Firecrawl vs Playwright: When to Use Each
| Firecrawl | Playwright | |
|---|---|---|
| Best for | Documentation sites, public content | Authenticated pages, AI chat scraping |
| Multi-page | Native (map + batch) | Manual link following |
| Anti-bot | Managed proxies, stealth | DIY or basic |
| Output | Clean markdown | Raw HTML → custom extraction |
| Cost | Per-credit API | Free (compute only) |
| Auth flows | Limited | Full browser control (CDP) |
In log-blog, both coexist: Playwright handles generic pages and authenticated AI chat fetching via Chrome DevTools Protocol, while Firecrawl handles deep documentation crawling. The --deep flag on log-blog fetch triggers Firecrawl for docs URLs.
Insights
The “managed API + local fallback” pattern is becoming standard for AI-adjacent tooling. Firecrawl handles the complexity of proxy management, JavaScript rendering, and clean markdown extraction — things that are tedious to maintain in a custom Playwright setup.
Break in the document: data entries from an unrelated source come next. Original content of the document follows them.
PR #680, opened 2020-10-21
radiant: Use {} string for bus port names

daveshah1:
Otherwise [] is parsed as a Tcl command resulting in an error


enjoy-digital:
Thanks!

PR #684, opened 2020-11-02
cores/cpu/zynq7000: fix axi hp slave registration

sergachev:
Zynq HP AXI ports are slaves, not masters - see the lines right above.


enjoy-digital:
Thanks! that's merged.

PR #688, opened 2020-11-07
Fix check for wrong named attributes

rprinz08:
- Fix for some wrong named attribute checks: "tx_socket" should be "socket"

- commUDP blocks in socket receive in case of unreliable Ethernet connection. This patch introduces a timeout and error handling in case timeout occurs


enjoy-digital:
Thanks @rprinz08, that's merged. That's possible I'll do revisit a bit the exception handling in the next days since I'm also doing some work on this, but I'll try to keep the mechanism in place.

But keeping Playwright as a fallback means the tool works offline, without API keys, and for authenticated content that no external API can access.
What struck me most about the /map endpoint is its efficiency: one credit discovers the entire URL structure of a documentation site. Combined with path-prefix filtering, you get precisely the context window an LLM needs — not the whole site, not just one page, but the relevant section. This mirrors how developers actually read docs: starting from one page and expanding outward through the section.
The broader pattern here is that AI tools are shifting from “scrape what you can” to “understand the structure, then fetch what matters.” Firecrawl’s map-before-scrape approach is the web equivalent of git log --stat before git diff — survey first, then dive deep.